FeatureHasher
Convert a collection of features to a fixed-dimensional matrix using the hashing trick.
Note, this requires Jina>=2.2.4.
Example
Here I use FeatureHasher
to hash each sentence of Pride and Prejudice into a 128-dim vector, and then use .match
to find top-K similar sentences.
from jina import Document, DocumentArray, Flow
# load
d = Document(uri='https://www.gutenberg.org/files/1342/1342-0.txt').convert_uri_to_text()
# cut into non-empty sentences store in a DA
da = DocumentArray(Document(text=s.strip()) for s in d.text.split('\n') if s.strip())
# use FeatureHasher in a Flow
f = Flow().add(uses='jinahub://FeatureHasher')
embed_da = DocumentArray()
with f:
f.post('/', da, on_done=lambda req: embed_da.extend(req.docs), show_progress=True)
print('self-matching...')
embed_da.match(embed_da, exclude_self=True, limit=5, normalization=(1, 0))

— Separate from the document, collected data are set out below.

PR #3156, opened 2026-04-16
[212_6] 修复pdf导出功能在遇到不可见字符后出现的问题

da-liii:


src/Plugins/Pdf/pdf_hummus_renderer.cpp
```diff
@@ -1331,11 +1331,24 @@ requires_hack_notdef_for_tex_font (string fontname) {
   return r;
 }
 
+static bool
+pdf_is_invisible_internal_char (int ch) {
```
da-liii: codepoint

da-liii: return codepoint == 0x200B || codepoint == 0x2060;

wumoin (approved):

print('total sentences: ', len(embed_da))
for d in embed_da:
print(d.text)
for m in d.matches:
print(m.scores['cosine'], m.text)
input()
[email protected][I]:🎉 Flow is ready to use!
🔗 Protocol: GRPC
🏠 Local access: 0.0.0.0:52628
🔒 Private network: 192.168.178.31:52628
🌐 Public address: 217.70.138.123:52628
⠹ DONE ━╸━━━━━━━━━━━━━━━━━━━━━━━━━━━━━━━━━━━━━━━ 0:00:01 100% ETA: 0 seconds 40 steps done in 1 second
total sentences: 12153
The Project Gutenberg eBook of Pride and Prejudice, by Jane Austen
*** END OF THE PROJECT GUTENBERG EBOOK PRIDE AND PREJUDICE ***
*** START OF THE PROJECT GUTENBERG EBOOK PRIDE AND PREJUDICE ***
production, promotion and distribution of Project Gutenberg-tm
Pride and Prejudice
By Jane Austen This eBook is for the use of anyone anywhere in the United States and
This eBook is for the use of anyone anywhere in the United States and
by the awkwardness of the application, and at length wholly
Elizabeth passed the chief of the night in her sister’s room, and
the happiest memories in the world. Nothing of the past was
charities and charitable donations in all 50 states of the United
In practice, you can implement matching and storing via an indexer inside Flow
. This example is only for demo purpose so any non-feature hashing related ops are implemented outside the Flow to avoid distraction.